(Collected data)

PR #497, opened 2023-02-07
Raise for unavailable LazyFrame functions explicitly

philss:
This if new functions are added to the behaviour, we should know easily.

### DIFF
--- a/lib/explorer/polars_backend/lazy_frame.ex
+++ b/lib/explorer/polars_backend/lazy_frame.ex
@@ -353,19 +353,36 @@ defmodule Explorer.PolarsBackend.LazyFrame do
     Shared.apply_dataframe(head, out_df, :lf_concat_columns, [Enum.map(tail, & &1.data)])
   end
 
-  # TODO: Make the functions of non-implemented functions
-  # explicit once the lazy interface is ready.
-  funs =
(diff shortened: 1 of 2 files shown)


lib/explorer/polars_backend/lazy_frame.ex
```diff
@@ -353,19 +353,36 @@ defmodule Explorer.PolarsBackend.LazyFrame do
...
+  ]
+
+  for {fun, arity} <- not_available_funs do
     args = Macro.generate_arguments(arity, __MODULE__)
 
     @impl true
     def unquote(fun)(unquote_splicing(args)) do
-      raise "cannot perform operation on an Explorer.PolarsBackend.LazyFrame"
+      raise "the function `#{unquote(fun)}/#{unquote(arity)}` is not available for the Explorer.PolarsBackend.LazyFrame backend. " <>
+              "Please use Explorer.DataFrame.collect/1 and then call this function upon the resultant dataframe."
```
josevalim, line 385: nitpick: error messages don't end with punctuation

```suggestion
              "Please use Explorer.DataFrame.collect/1 and then call this function upon the resultant dataframe"
```

josevalim (approved):

PR #500, opened 2023-02-08
Fix pow of (series, series) when there is nil

philss:
This prevents an error to raise.

### DIFF
--- a/native/explorer/src/series.rs
+++ b/native/explorer/src/series.rs
@@ -785,7 +785,7 @@ pub fn s_pow(data: ExSeries, other: ExSeries) -> Result<ExSeries, ExplorerError>
 
             let s = iter1
                 .zip(iter2)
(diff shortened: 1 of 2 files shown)


native/explorer/src/series.rs
```diff
@@ -785,7 +785,10 @@ pub fn s_pow(data: ExSeries, other: ExSeries) -> Result<ExSeries, ExplorerError>
 
             let s = iter1
                 .zip(iter2)
-                .map(|(v1, v2)| v1.unwrap().pow(v2.unwrap()))
+                .map(|(v1, v2)| {
+                    v1.map(|left| v2.map(|right| left.pow(right)))
+                        .unwrap_or_default()
```
philss, line 790: I had to use `unwrap_or_default()` because this is going to in `Option<Option<i64>>`. So unwrap here is just removing one level of Option.

josevalim (approved):

PR #505, opened 2023-02-14
fixed typo and clarified sentence for macro note

a-alhusaini:
I noticed that the macro note stated with some of the functions like `filter` and `mutate` states that "this is macro" and the correct way to state that would be "this is a macro"

I shortened the sentence too. "Therefore" was redundant.


philss:
@a-alhusaini thank you! :purple_heart:

PR #510, opened 2023-02-17
add max_rows and columns options to from_parquet

mlineen:
Add `max_rows` and `columns` options to `DataFrame.from_parquet/2` -- inspired by the options available in `DataFrame.from_csv/2` and in [polars.read_parquet](https://pola-rs.github.io/polars/py-polars/html/reference/api/polars.read_parquet.html) and [ParquetReader](https://pola-rs.github.io/polars/polars/prelude/struct.ParquetReader.html#)

**TODO:** I could use guidance on if/how this should be applied to the lazy backend.

### DIFF
--- a/lib/explorer/data_frame.ex
+++ b/lib/explorer/data_frame.ex
@@ -536,13 +536,30 @@ defmodule Explorer.DataFrame do
 
   @doc """
   Reads a parquet file into a dataframe.
+
+  ## Options
+    * `:max_rows` - Maximum number of lines to read. (default: `nil`)
+    * `:columns` - A list of column names or indexes to keep. If present, only these columns are read into the dataframe. (default: `nil`)
   """
   @doc type: :io
   @spec from_parquet(filename :: String.t(), opts :: Keyword.t()) ::
           {:ok, DataFrame.t()} | {:error, term()}
   def from_parquet(filename, opts \\ []) do
-    backend = backend_from_options!(opts)
-    backend.from_parquet(filename)
+    {backend_opts, opts} = Keyword.split(opts, [:backend, :lazy])
+
+    opts =
+      Keyword.validate!(opts,
+        max_rows: nil,
+        columns: nil
+      )
+
+    backend = backend_from_options!(backend_opts)
+
+    backend.from_parquet(
+      filename,
+      opts[:max_rows],
+      to_columns_for_io(opts[:columns])
+    )
   end
 
   @doc """
--- a/lib/explorer/data_frame.ex
+++ b/lib/explorer/data_frame.ex
@@ -538,8 +538,11 @@ defmodule Explorer.DataFrame do
   Reads a parquet file into a dataframe.
 
   ## Options
+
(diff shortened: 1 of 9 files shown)


philss:
Hi @mlineen :wave: 

Thank you for the PR!
Regarding the LazyFrame backend, you can only control the `max_row` option by setting the `n_row` field of [`ScanArgsParquet`](https://docs.rs/polars-lazy/0.26.1/polars_lazy/frame/struct.ScanArgsParquet.html) that is the second argument of `scan_parquet`. (you need to change here: https://github.com/elixir-nx/explorer/blob/d7148c9be7c0fe5d8d01de89cac8baae368af487/native/explorer/src/lazyframe/io.rs#L10)

I think we can raise if the person uses the `columns` option for the LazyFrame. WDYT?

mlineen:
> I think we can raise if the person uses the `columns` option for the LazyFrame. WDYT?

I think that sounds okay; does [`select/2`](https://elixir-nx.github.io/explorer/Explorer.DataFrame.html#select/2) ([rust](https://pola-rs.github.io/polars/polars/prelude/struct.LazyFrame.html#method.select) and [python](https://pola-rs.github.io/polars/py-polars/html/reference/lazyframe/api/polars.LazyFrame.select.html#polars.LazyFrame.select)) get applied through the lazy backend and only fetch the columns of interest on huge dataframes? The whole idea would be to efficiently load only a subset of the data.

philss:
> does [select/2](https://elixir-nx.github.io/explorer/Explorer.DataFrame.html#select/2) ([rust](https://pola-rs.github.io/polars/polars/prelude/struct.LazyFrame.html#method.select) and [python](https://pola-rs.github.io/polars/py-polars/html/reference/lazyframe/api/polars.LazyFrame.select.html#polars.LazyFrame.select)) get applied through the lazy backend and only fetch the columns of interest on huge dataframes?

I think so, but I'm not sure if this is propagated to the scan.

philss (approved):
LGTM! :shipit:

lib/explorer/data_frame.ex
```diff
@@ -536,13 +536,30 @@ defmodule Explorer.DataFrame do
 
   @doc """
   Reads a parquet file into a dataframe.
+
+  ## Options
```
josevalim, line 540:
```suggestion
  ## Options

```

lib/explorer/data_frame.ex
```diff
@@ -536,13 +536,30 @@ defmodule Explorer.DataFrame do
...
+    * `:max_rows` - Maximum number of lines to read. (default: `nil`)
+    * `:columns` - A list of column names or indexes to keep. If present, only these columns are read into the dataframe. (default: `nil`)
```
josevalim, line 542:
```suggestion

    * `:columns` - A list of column names or indexes to keep. If present,
      only these columns are read into the dataframe. (default: `nil`)
```

josevalim:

*Work instruction*:
Every entry must be retyped in full, exactly as given.

*Written solution*:
PR #497, opened 2023-02-07
Raise for unavailable LazyFrame functions explicitly

philss:
This if new functions are added to the behaviour, we should know easily.

### DIFF
--- a/lib/explorer/polars_backend/lazy_frame.ex
+++ b/lib/explorer/polars_backend/lazy_frame.ex
@@ -353,19 +353,36 @@ defmodule Explorer.PolarsBackend.LazyFrame do
     Shared.apply_dataframe(head, out_df, :lf_concat_columns, [Enum.map(tail, & &1.data)])
   end
 
-  # TODO: Make the functions of non-implemented functions
-  # explicit once the lazy interface is ready.
-  funs =
(diff shortened: 1 of 2 files shown)


lib/explorer/polars_backend/lazy_frame.ex
```diff
@@ -353,19 +353,36 @@ defmodule Explorer.PolarsBackend.LazyFrame do
...
+  ]
+
+  for {fun, arity} <- not_available_funs do
     args = Macro.generate_arguments(arity, __MODULE__)
 
     @impl true
     def unquote(fun)(unquote_splicing(args)) do
-      raise "cannot perform operation on an Explorer.PolarsBackend.LazyFrame"
+      raise "the function `#{unquote(fun)}/#{unquote(arity)}` is not available for the Explorer.PolarsBackend.LazyFrame backend. " <>
+              "Please use Explorer.DataFrame.collect/1 and then call this function upon the resultant dataframe."
```
josevalim, line 385: nitpick: error messages don't end with punctuation

```suggestion
              "Please use Explorer.DataFrame.collect/1 and then call this function upon the resultant dataframe"
```

josevalim (approved):

PR #500, opened 2023-02-08
Fix pow of (series, series) when there is nil

philss:
This prevents an error to raise.

### DIFF
--- a/native/explorer/src/series.rs
+++ b/native/explorer/src/series.rs
@@ -785,7 +785,7 @@ pub fn s_pow(data: ExSeries, other: ExSeries) -> Result<ExSeries, ExplorerError>
 
             let s = iter1
                 .zip(iter2)
(diff shortened: 1 of 2 files shown)


native/explorer/src/series.rs
```diff
@@ -785,7 +785,10 @@ pub fn s_pow(data: ExSeries, other: ExSeries) -> Result<ExSeries, ExplorerError>
 
             let s = iter1
                 .zip(iter2)
-                .map(|(v1, v2)| v1.unwrap().pow(v2.unwrap()))
+                .map(|(v1, v2)| {
+                    v1.map(|left| v2.map(|right| left.pow(right)))
+                        .unwrap_or_default()
```
philss, line 790: I had to use `unwrap_or_default()` because this is going to in `Option<Option<i64>>`. So unwrap here is just removing one level of Option.

josevalim (approved):

PR #505, opened 2023-02-14
fixed typo and clarified sentence for macro note

a-alhusaini:
I noticed that the macro note stated with some of the functions like `filter` and `mutate` states that "this is macro" and the correct way to state that would be "this is a macro"

I shortened the sentence too. "Therefore" was redundant.


philss:
@a-alhusaini thank you! :purple_heart:

PR #510, opened 2023-02-17
add max_rows and columns options to from_parquet

mlineen:
Add `max_rows` and `columns` options to `DataFrame.from_parquet/2` -- inspired by the options available in `DataFrame.from_csv/2` and in [polars.read_parquet](https://pola-rs.github.io/polars/py-polars/html/reference/api/polars.read_parquet.html) and [ParquetReader](https://pola-rs.github.io/polars/polars/prelude/struct.ParquetReader.html#)

**TODO:** I could use guidance on if/how this should be applied to the lazy backend.

### DIFF
--- a/lib/explorer/data_frame.ex
+++ b/lib/explorer/data_frame.ex
@@ -536,13 +536,30 @@ defmodule Explorer.DataFrame do
 
   @doc """
   Reads a parquet file into a dataframe.
+
+  ## Options
+    * `:max_rows` - Maximum number of lines to read. (default: `nil`)
+    * `:columns` - A list of column names or indexes to keep. If present, only these columns are read into the dataframe. (default: `nil`)
   """
   @doc type: :io
   @spec from_parquet(filename :: String.t(), opts :: Keyword.t()) ::
           {:ok, DataFrame.t()} | {:error, term()}
   def from_parquet(filename, opts \\ []) do
-    backend = backend_from_options!(opts)
-    backend.from_parquet(filename)
+    {backend_opts, opts} = Keyword.split(opts, [:backend, :lazy])
+
+    opts =
+      Keyword.validate!(opts,
+        max_rows: nil,
+        columns: nil
+      )
+
+    backend = backend_from_options!(backend_opts)
+
+    backend.from_parquet(
+      filename,
+      opts[:max_rows],
+      to_columns_for_io(opts[:columns])
+    )
   end
 
   @doc """
--- a/lib/explorer/data_frame.ex
+++ b/lib/explorer/data_frame.ex
@@ -538,8 +538,11 @@ defmodule Explorer.DataFrame do
   Reads a parquet file into a dataframe.
 
   ## Options
+
(diff shortened: 1 of 9 files shown)


philss:
Hi @mlineen :wave: 

Thank you for the PR!
Regarding the LazyFrame backend, you can only control the `max_row` option by setting the `n_row` field of [`ScanArgsParquet`](https://docs.rs/polars-lazy/0.26.1/polars_lazy/frame/struct.ScanArgsParquet.html) that is the second argument of `scan_parquet`. (you need to change here: https://github.com/elixir-nx/explorer/blob/d7148c9be7c0fe5d8d01de89cac8baae368af487/native/explorer/src/lazyframe/io.rs#L10)

I think we can raise if the person uses the `columns` option for the LazyFrame. WDYT?

mlineen:
> I think we can raise if the person uses the `columns` option for the LazyFrame. WDYT?

I think that sounds okay; does [`select/2`](https://elixir-nx.github.io/explorer/Explorer.DataFrame.html#select/2) ([rust](https://pola-rs.github.io/polars/polars/prelude/struct.LazyFrame.html#method.select) and [python](https://pola-rs.github.io/polars/py-polars/html/reference/lazyframe/api/polars.LazyFrame.select.html#polars.LazyFrame.select)) get applied through the lazy backend and only fetch the columns of interest on huge dataframes? The whole idea would be to efficiently load only a subset of the data.

philss:
> does [select/2](https://elixir-nx.github.io/explorer/Explorer.DataFrame.html#select/2) ([rust](https://pola-rs.github.io/polars/polars/prelude/struct.LazyFrame.html#method.select) and [python](https://pola-rs.github.io/polars/py-polars/html/reference/lazyframe/api/polars.LazyFrame.select.html#polars.LazyFrame.select)) get applied through the lazy backend and only fetch the columns of interest on huge dataframes?

I think so, but I'm not sure if this is propagated to the scan.

philss (approved):
LGTM! :shipit:

lib/explorer/data_frame.ex
```diff
@@ -536,13 +536,30 @@ defmodule Explorer.DataFrame do
 
   @doc """
   Reads a parquet file into a dataframe.
+
+  ## Options
```
josevalim, line 540:
```suggestion
  ## Options

```

lib/explorer/data_frame.ex
```diff
@@ -536,13 +536,30 @@ defmodule Explorer.DataFrame do
...
+    * `:max_rows` - Maximum number of lines to read. (default: `nil`)
+    * `:columns` - A list of column names or indexes to keep. If present, only these columns are read into the dataframe. (default: `nil`)
```
josevalim, line 542:
```suggestion

    * `:columns` - A list of column names or indexes to keep. If present,
      only these columns are read into the dataframe. (default: `nil`)
```

josevalim:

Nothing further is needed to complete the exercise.